■ **What the exercise asks**:
Where a line in the entries below contains the word "command", count it. Return the total alone.

■ **Provided information**:
Issue #249, opened 2018-01-21
TypeError: can't concat bytes to str


evandrocoan:
I am not sure how to reproduce, but I have enabled debug and this popped some time after:
```
:
2018-01-20 23:03:54,977 parso.python.diff diff parser start:
2018-01-20 23:03:54,978 parso.python.diff diff parser calculated:
2018-01-20 23:03:54,979 parso.python.diff diff: line_lengths old: 66, new: 66:
2018-01-20 23:03:54,979 parso.python.diff diff equal old[1:32] new[1:32]:
2018-01-20 23:03:54,980 parso.python.diff diff actually copy 1 to 7:
2018-01-20 23:03:55,013 parso.python.diff parse_part from 8 to 33 (to 33 in part parser):
2018-01-20 23:03:55,013 parso.python.diff diff replace old[33:33] new[33:33]:
2018-01-20 23:03:55,014 parso.python.diff diff equal old[34:66] new[34:66]:
2018-01-20 23:03:55,016 parso.python.diff parse_part from 34 to 34 (to 34 in part parser):
2018-01-20 23:03:55,017 parso.python.diff diff actually copy 35 to 65:
2018-01-20 23:03:55,018 parso.python.diff diff parser end:
2018-01-20 23:03:55,219 parso.cache pickle loaded: d:\user\dropbox\softwareversioning\pycodestyle\pycodestyle.py:
2018-01-20 23:03:55,289 pyls.config.config   finish pyls_hover --> [hook]:
Exception in thread Thread-112:
Traceback (most recent call last):
  File "./python3.3/threading.py", line 901, in _bootstrap_inner
  File "./python3.3/threading.py", line 858, in run
  File "F:\SublimeText\Data\Packages\LSP\plugin\core\rpc.py", line 164, in read_stderr
    server_log(decoded.strip())
  File "F:\SublimeText\Data\Packages\LSP\plugin\core\logging.py", line 18, in server_log
    printf(*args, prefix=binary)
  File "F:\SublimeText\Data\Packages\LSP\plugin\core\logging.py", line 23, in printf
    print(prefix + ":", *args)
TypeError: can't concat bytes to str
```

Perhaps use `print(prefix + ":", str(*args))` so we can know what it was trying to print?

tomv564:
Are you able to make this change locally in hopes of trapping the error?

evandrocoan:
Sure, I shall put a try...catch for the exception then print like 10 `\n` new lines to make sure I see it.

[...]

PR #803, opened 2019-12-01
Replace undecodeable UTF-8 sequences by '?'

rwols:
There's nothing in the LSP spec about the encoding of the stderr stream (or in the case of the TCP transport the stdout stream). We're assuming UTF-8, which is a good choice I think, but if the encoding fails we can try UTF-16 as a last resort.

Related: #249

### DIFF
--- a/mypy.ini
+++ b/mypy.ini
@@ -33,6 +33,10 @@ disallow_untyped_defs = False
 check_untyped_defs = True
 disallow_untyped_defs = False
 
+[mypy-plugin.core.test_process]
+check_untyped_defs = True
+disallow_untyped_defs = False
+
 [mypy-plugin.core.test_protocol]
 check_untyped_defs = True
 disallow_untyped_defs = False
--- a/plugin/core/process.py
+++ b/plugin/core/process.py
@@ -1,8 +1,7 @@
 from .logging import debug, exception_log, server_log
-import locale
+import subprocess
 import os
 import shutil
-import subprocess
 import threading
 
 try:
@@ -64,7 +63,6 @@ def log_stream(process: 'subprocess.Popen', stream: 'IO[Any]') -> None:
     Reads any errors from the LSP process.
     """
     running = True
-    preferred_encoding = locale.getpreferredencoding()
     while running:
         running = process.poll() is None
 
@@ -72,14 +70,18 @@ def log_stream(process: 'subprocess.Popen', stream: 'IO[Any]') -> None:
             content = stream.readline()
             if not content:
                 break
+            decoded = None  # type: Optional[str]
             try:
                 # There's nothing in the specification about what the encoding should be of stderr (or, in the case of a
-                # TCP transport, the encoding of stdout). Let's assume the encoding of the current locale.
-                # On Linux and macOS, this is UTF-8 (even when using a Dutch locale on macOS). On Windows, this might be
-                # cp5212.
-                message = content.decode(preferred_encoding).strip()
+                # TCP transport, the encoding of stdout). Let's assume UTF-8.
+                decoded = content.decode("UTF-8")
             except UnicodeDecodeError:
-                message = "Unable to decode bytes! (tried decoding with {})".format(preferred_encoding)
+                # Guess it wasn't UTF-8. Let's try UTF-16 as a last resort.
+                try:
+                    decoded = content.decode("UTF-16")
+                except UnicodeDecodeError:
+                    decoded = None
+            message = decoded.strip() if decoded is not None else "Unable to decode bytes! (tried UTF-8 and UTF-16)"
             server_log('server', message)
         except IOError as err:
             exception_log("Failure reading stream", err)
--- a/plugin/core/process.py
+++ b/plugin/core/process.py
@@ -70,7 +70,7 @@ def log_stream(process: 'subprocess.Popen', stream: 'IO[Any]') -> None:
             content = stream.readline()
             if not content:
                 break
-            server_log('server', content.decode('UTF-8', 'replace'))
+            server_log('server', content.decode('UTF-8', 'replace').strip())
         except IOError as err:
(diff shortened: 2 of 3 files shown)


rwols:
closing and reopening due to test flakiness

tomv564:
We could also look at using `locale.getpreferredencoding` ? UTF-16 is perhaps only commonly seen on windows?

rwols:
I really that idea, let me try to implement that.

rwols:
test flakiness

rwols:
@AmjadHD just to be sure because we're not decoding with UTF-16 anymore (but with cp1252 as you reported on Discord), does this actually for you now?

AmjadHD:
The problem was fixed, but some characters are no shown correctly:
`server: Informationÿ: impossible de trouver des fichiers pour le(s) modŠle(s) sp‚cifi‚(s).`
it should look like:
`server: Information: impossible de trouver des fichiers pour le(s) modèle(s) spécifié(s).`

tomv564:
Looks like the preferred encoding is misleading, and UTF-16 was the likely best fallback (in Windows). Can we change the client to read stderr as UTF-16 as soon as a UTF-8 decode fails?

AmjadHD:
tried:
```diff
diff --git a/plugin/core/process.py b/plugin/core/process.py
index da0122c..0c2060e 100644
--- a/plugin/core/process.py
+++ b/plugin/core/process.py
@@ -71,7 +71,7 @@ def log_stream(process: 'subprocess.Popen', stream: 'IO[Any]') -> None:
             if not content:
                 break
             try:
-                decoded = content.decode("UTF-8")
+                decoded = content.decode("UTF-16")
             except UnicodeDecodeError:
                 # todo: do we still need this ?
                 decoded = content  # type: ignore
```
and I get this:
```湉潦浲瑡潩ｮ›浩潰獳扩敬搠⁥牴畯敶⁲敤⁳楦档敩獲瀠畯⁲敬猨 潭詤敬猨 灳掂晩艩猨⸩਍:```

**Comment by rwols** [comment]
@AmjadHD To rule out the possibility of SublimeText setting the wrong locale in Windows, can you open a Powershell command prompt and run the following?

```
[System.Text.Encoding]::Default
```

https://superuser.com/questions/670197/finding-out-the-default-character-encoding-in-windows

**Comment by AmjadHD** [comment]
```
PS C:\Users\Lehdhili> [System.Text.Encoding]::Default

Preamble          :
BodyName          : utf-8
EncodingName      : Unicode (UTF-8)
HeaderName        : utf-8
WebName           : utf-8
WindowsCodePage   : 1200
IsBrowserDisplay  : True
IsBrowserSave     : True
IsMailNewsDisplay : True
IsMailNewsSave    : True
IsSingleByte      : False
EncoderFallback   : System.Text.EncoderReplacementFallback
DecoderFallback   : System.Text.DecoderReplacementFallback
IsReadOnly        : True
CodePage          : 65001
```

**Comment by rwols** [comment]
This confuses me even more :+1:

**Comment by rwols** [comment]
So, the language server can choose whatever encoding it wants. It *should* use UTF-8 because payloads are in UTF-8, and otherwise *should* use the default system locale. It should not matter which language server we're looking at, but to get more context which language server are you using @AmjadHD?

I am also interested in the following:

1. What is your system locale? Run the following in Powershell: `Get-UICulture` https://serverfault.com/questions/173630/how-to-get-system-locale-in-windows-7-cmd
2. If you run Python in a REPL from the command-line (so not from within SublimeText), what does `import locale; locale.getpreferredencoding()` print?

**Comment by tomv564** [comment]
From the issue:
```
LSP: starting ['typescript-language-server.cmd', '--stdio']
```

I also read somewhere that windows console's default encoding is UTF-16, so the use of a `.cmd` wrapper might influence the chosen encoding

**Comment by AmjadHD** [comment]
```powershell
PS C:\Users\Lehdhili> Get-UICulture

LCID             Name             DisplayName
----             ----             -----------
1036             fr-FR            Français (France)
```
```
Python 3.8.0 (tags/v3.8.0:fa919fd, Oct 14 2019, 19:37:50) [MSC v.1916 64 bit (AMD64)] on win32
Type "help", "copyright", "credits" or "license" for more information.
>>> import locale; locale.getpreferredencoding()
'cp1252'
```

rwols:
Perhaps we should stick to UTF-8 and fallback to locale.getpreferredlocale() if that fails.

If a French person using cp1252 is working for a Chinese customer, working on filenames with Chinese characters in it, then pretty much all logging through stderr would fail if using locale.getpreferredlocale().
On the other hand, UTF-8 can handle both French and Chinese.

I'm guessing we don't want another setting in LSP.sublime-settings for this.

So I propose:
1. Decode as UTF-8.
2. If that fails, decode as locale.getpreferredencoding().
3. If that fails, print a decoding error message.

The strange characters from @AmjadHD 's example are unfortunate but somewhat readable nonetheless, in contrast to using UTF-16.

I've also looked at the logging code of typescript-language-server

https://github.com/theia-ide/typescript-language-server/blob/f5fccedf1369b7e8db9f6b11d3a8427bcadf42b2/server/src/logger.ts#L60-L82

but I don't see anything standing out as strange.

AmjadHD:
I like 2, raw bytes is more readable than the output of `decode('utf-8', 'ignore')`

rwols:
But we have to convert to a string at *some* point though. We want to prefix the message with the server name. Theoretically speaking we could convert the server prefix to bytes then, as it's probably an ASCII name.

There's a third option called `'replace'`:

```
>>> print(b'Information\xff: impossible de trouver des fichiers pour le(s) mod\x8ale(s) sp\x82cifi\x82(s).\r\n'.decode('utf-8', 'replace'))
Information�: impossible de trouver des fichiers pour le(s) mod�le(s) sp�cifi�(s).
```

tomv564:
I like replace, best of both worlds!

■ **Result of the task**:
2